A comedian withdrew from a charity concert after signing a contract that contained a forbidden list of topics.

Russian-born Konstantin Kisin claimed that he had received a "behavioral agreement" that prevented him from telling jokes that were not "respectful and friendly".

It states: "By signing this agreement, you consent to our policy of non-tolerance of racism, sexism, classicism, ageism, talentism, homophobia, biphobia, transphobia, xenophobia, Islamophobia, or anti-religion or anti-atheism. "

The comedian was scheduled to appear next month at a Unicef ​​on Campus night at SOAS, part of the University of London.

Mr.
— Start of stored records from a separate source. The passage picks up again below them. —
PR #5652, opened 2025-08-11
Improve COM server quiescing

JohnMcPMS:
## Issue
When the package needs to be updated, the COM server does not currently shut down in response to the signals that it receives.  This is because it only shuts down when all COM object references have been released.  We need to be more proactive in termination as the process will be terminated shortly after we are notified either way.

## Change
This change refactors the existing shutdown signaling code out from `ExecutionContext.cpp` into its own, public location.  It then adds another system for coordinating complex shutdown that is triggered by the signaler.

Individual subsystems can register with the shutdown synchronizer with functions for:
- Disable new work
- Cancel current work
- Wait for quiesce

and on shutdown initialization, all subsystems are called for each stage in order.  When the final subsystem returns from waiting, the existing "all COM objects have been released" event is signaled and the process will exit.

Additionally, the shutdown signal handler waits for shutdown synchronization to complete in the window message function as after we return from that we are expected to be gone shortly after.  While this will lead to some increased number of non-quiescing processes, we want to do the best that we can to cooperatively exit.

> [!NOTE]
> Any actions being taken by callers outside of those described below will **NOT** block the process from exiting.

### Package Management
Registers with synchronization on `PackageManager` creation.  All of its functions lead back to the `ContextOrchestrator` which has been enlightened to handle the shutdown (and to operate as a contained set of instances for test purposes).

- **Disable new work** causes the orchestrator to refuse to queue items with an exception for new items and a cancellation for existing ones.
- **Cancel current work** causes all queued items to be cancelled, with different handling based on current status.
- **Wait for quiesce** waits on an event for each queue that is signaled when the queue is empty.

### Configuration
Registers with synchronization on `ConfigurationStaticFunctionsShim` creation (the `IConfigurationStatics` for OOP use).  All of its functions are routed through `IConfigurationStaticsInternals` to a new shutdown handler.  It tracks all of the async token objects used in the "background" sections of the `ConfigurationProcessor` functions.  This tracking is performed automatically by new types that manage that tracking with the lifetime.  It also enables non-async invocations to be cancelled by providing a dummy promise into the existing system.

- **Disable new work** causes an error whenever a new async token object is created.
- **Cancel current work** causes all tracked async tokens to have their `Cancel` function invoked.
- **Wait for quiesce** waits until all async tokens are destroyed.

## Validation
New tests are added for the `ContextOrchestrator`, the package management shutdown handling, and the configuration shutdown handling.
 ###### Microsoft Reviewers: [Open in CodeFlow](https://microsoft.github.io/open-pr/?codeflow=https://github.com/microsoft/winget-cli/pull/5652)


src/AppInstallerCLI.sln
```diff
@@ -968,6 +972,30 @@ Global
 		{9406322E-6272-487E-902A-9953889719EA}.ReleaseStatic|x64.Build.0 = ReleaseStatic|Any CPU
 		{9406322E-6272-487E-902A-9953889719EA}.ReleaseStatic|x86.ActiveCfg = ReleaseStatic|Any CPU
 		{9406322E-6272-487E-902A-9953889719EA}.ReleaseStatic|x86.Build.0 = ReleaseStatic|Any CPU
+		{7139ED6E-8FBC-0B61-3E3A-AA2A23CC4D6A}.Debug|ARM64.ActiveCfg = Debug|x64
```
yao-msft: nit: through all the new entries, I think only debug/release x64/x86 need Build.0 entries, all other combinations should be set to "not build"

src/AppInstallerCLICore/ContextOrchestrator.h
```diff
@@ -119,8 +124,25 @@ namespace AppInstaller::CLI::Execution
...
+        static void StaticCancelQueuedItems(CancelReason reason);
+        static void StaticWaitForRunningItems();
+
+        void Disable(CancelReason reason);
+        void CancelQueuedItems(CancelReason reason);
+        void WaitForRunningItems();
+
+        // Waits for running items to complete; waits up to full time out in *each* queue.
+        // Returns true to indicate all queues are empty before the timeout.
+        // Intended for test use.
```
yao-msft: nit: should we wrap around AICLI_DISABLE_TESTES if it's just for test purpose?

src/AppInstallerCLICore/ContextOrchestrator.h
```diff
@@ -151,19 +173,32 @@ namespace AppInstaller::CLI::Execution
...
+        // Cancels and "removes" all items in the queue.
+        void CancelAllItems(CancelReason reason);
+
+        // Waits until the empty queue event is signaled.
+        // Intended for use during shutdown handling.
+        void WaitForEmptyQueue();
+
+        // Waits until the empty queue event is signaled.
+        // Returns true to indicate the queue is empty before the timeout.
+        // Intended for tests.
```
yao-msft: nit: should we wrap around AICLI_DISABLE_TESTES if it's just for test purpose?

src/AppInstallerCLI.sln
JohnMcPMS: Agree on the configurations, disagree on removing from the ARM64 build (but updated things to make that work).

src/WinGetTestCommon/WinGetServerInstance.cs
```diff
@@ -0,0 +1,196 @@
...
+
+        /// <summary>
+        /// The window name for the COM server message window.
+        /// </summary>
+        public const string TargetWindowName = "WingetMessageOnlyWindow";
+
+        /// <summary>
+        /// Gets the process for the server.
+        /// </summary>
+        public required Process Process { get; init; }
```
florelis, line 37: I didn't know `required` was a thing. That's cool

src/AppInstallerCLICore/ContextOrchestrator.cpp
```diff
@@ -145,13 +157,103 @@ namespace AppInstaller::CLI::Execution
...
+            queue.second->WaitForEmptyQueue();
+        }
+    }
+
+    bool ContextOrchestrator::WaitForRunningItems(DWORD timeoutMilliseconds)
+    {
+        std::lock_guard<std::mutex> lock{ m_queueLock };
+        for (const auto& queue : m_commandQueues)
+        {
+            if (!queue.second->WaitForEmptyQueue(timeoutMilliseconds))
```
florelis, line 222: Nit: I would expect this function to wait for _all_ items at most `timeoutMilliseconds`, but it waits that long for each of them. This may be moot depending on how many command queues we have or how big the timeout is, though.

src/AppInstallerCLICore/ContextOrchestrator.cpp
```diff
@@ -299,14 +407,71 @@ namespace AppInstaller::CLI::Execution
...
+
+    bool OrchestratorQueue::WaitForEmptyQueue(DWORD timeoutMilliseconds)
+    {
+        return m_queueEmpty.wait(timeoutMilliseconds);
+    }
+
+    std::string OrchestratorQueue::GetStatusString()
+    {
+        std::ostringstream stream;
+        stream << m_commandName << '[' << m_allowedThreads << "]\n";
```
florelis, line 450: nit: `endl`

yao-msft (approved):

Kisin, who recently received the title of "Jewish Comedian of the Year," posted a picture of the form on Twitter along with the commentary, "The title of this 'contract' almost puked me."

The leaders of the society said the comedy night was aimed at "creating a safe space" that offered "joy, love and acceptance".

In a statement, the company said, "We wanted to make sure it was an appropriate event for the cause, and we would never impose that guests have to accept something they do not believe in."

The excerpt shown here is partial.